The test process goes ahead and calls the test setup() function if present in
the tst\_test structure. It's important that we execute all test callbacks
after we have forked the process, that way we cannot crash the test library
process. The setup can also cause the test to exit prematurely by either direct
or indirect (SAFE\_MACROS()) call to tst\_brk().  In this case the
fork\_testrun() function exits, but the loops for test variants or filesystems
carries on.

All that is left to be done is to actually execute the tests, what happnes now
depends on the -i and -I command line parameters that can request that the
run() or run\_all() callbacks are executed N times or for N seconds. Again the
test can exit at any time by direct or indirect call to tst\_brk().

Once the test is finished all that is left for the test process is the test
cleanup(). So if a there is a cleanup() callback in the tst\_test structure
it's executed. The cleanup() callback runs in a special context where the
tst\_brk(TBROK, ...) calls are converted into tst\_res(TWARN, ...) calls. This
is because we found out that carrying on with partially broken cleanup is
usually better option than exiting it in the middle.

The test cleanup() is also called by the tst\_brk() handler in order to cleanup
before exiting the test process, hence it must be able to cope even with
partial test setup. Usually it suffices to make sure to clean up only
resources that already have been set up and to do that in an inverse order that
we did in setup().

Once the test process exits or leaves the run() or run\_all() function the test
library wakes up from the waitpid() call, and checks if the test process
exitted normally.

Once the testrun is finished the test library does a cleanup() as well to clean
up resources set up in the test library setup(), reports test results and
finally exits the process.

### Test library and fork()-ing

Things are a bit more complicated when fork()-ing is involved, however the test
results are stored in a page of a shared memory and incremented by atomic
operations, hence the results are stored right after the test reporting
function returns from the test library and the access is, by definition,
race-free as well.

On the other hand the test library, apart from sending a SIGKILL to the whole
process group on timeout, does not track grandchildren.

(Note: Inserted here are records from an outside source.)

PR #15898, opened 2026-08-20
all: smoother layout change listening (fixes #16211)

### LINKED ISSUE #16211: Fix memory leak and layout thrashing in Fragments
Tracking issue for PR #15898.

Fix memory leak and redundant layout updates by correctly unregistering the layout change listener and coalescing posted span updates.

---
*PR created automatically by Jules for task [7415948109410022578](https://jules.google.com/task/7415948109410022578) started by @dogi*

dogi:
Fix memory leak and redundant layout updates by correctly unregistering the layout change listener and coalescing posted span updates.

---
*PR created automatically by Jules for task [7415948109410022578](https://jules.google.com/task/7415948109410022578) started by @dogi*


dogi:
**Review — rating: 86/100**

Three of these are genuine, and it's worth separating them from the defensive one — same as on #15894.

**`removeCallbacks(spanUpdateRunnable)` in `onDestroyView` is the real fix.** A posted `Runnable` sits in the view's message queue holding the fragment, and if it fires after teardown it reads `recyclerView.layoutManager` on a destroyed view. Cancelling pending posts closes that window — and it's only possible *because* the runnable is now a stable field rather than a fresh lambda per post.

**`removeCallbacks` before `post` is the "thrashing" fix.** The old listener queued a new runnable on every layout pass with a width delta, so a resize or animation could pile up many redundant span recalculations. Now at most one is pending.

**The `spanCount` guard is real.** `GridLayoutManager.spanCount =` triggers `requestLayout()` internally even when the value is unchanged, so comparing first genuinely skips full relayouts of the list.

**The listener removal itself is hygiene rather than a demonstrable leak** — the RecyclerView is part of the fragment's own view hierarchy, so it dies with the view either way. Still the right shape.

Adding the `::recyclerView.isInitialized` guard to `ResourcesFragment.onResume` also brings it in line with `CoursesFragment`, which already had it.

Nice detail: the cleanup goes at the *top* of `onDestroyView`, before super — which is the convention, and the opposite of what #15894 did. Worth making those two consistent.

**The duplication is my main concern.** The runnable, the layout-change listener, the `spanCount` guard, the `onResume` re-post and the `onDestroyView` teardown are now byte-identical in both fragments, and both extend `BaseRecyclerFragment` (which already owns `recyclerView`, judging by the `isInitialized` checks). This is exactly the shape that belongs in the base class — especially since #15877 and #15884 are *also* reworking LayoutManager handling in these same two files, so the grid-span logic is being touched from three directions at once. Hoisting it once would stop the two copies drifting.

**Heads-up on merge order:** #15877 and #15884 edit `setViewMode`/`updateToggleUi` and LayoutManager construction in these files. Expect textual conflicts, and re-check the `spanCount` guard still makes sense once a cached/reused LayoutManager is in play.

**Verdict:** mergeable.

---

ragilzakaria (approved):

This especially means that:

- The test exits once the main test process exits.

- While the test results are, by the design, propagated to the test library
  we may still miss a child that gets killed by a signal or exits unexpectedly.

The test writer should, because of this, take care for reaping these proceses
properly, in most cases this could be simply done by calling
tst\_reap\_children() to collect and dissect deceased.

Also note that tst\_brk() does exit only the current process, so if a child
process calls tst\_brk() the counters are incremented and only the process
exits.

### Test library and exec()

The piece of mapped memory to store the results to is not preserved over
exec(2), hence to use the test library from a binary started by an exec() it
has to be remaped. In this case the process must to call tst\_reinit() before
calling any other library functions. In order to make this happen the program
environment carries LTP\_IPC\_PATH variable with a path to the backing file on
tmpfs. This also allows us to use the test library from shell testcases.

### Test library and process synchronization

The piece of mapped memory is also used as a base for a futex-based
synchronization primitives called checkpoints. And as said previously the
memory can be mapped to any process by calling the tst\_reinit() function. As a
matter of a fact there is even a tst\_checkpoint binary that allows us to use
the checkpoints from shell code as well.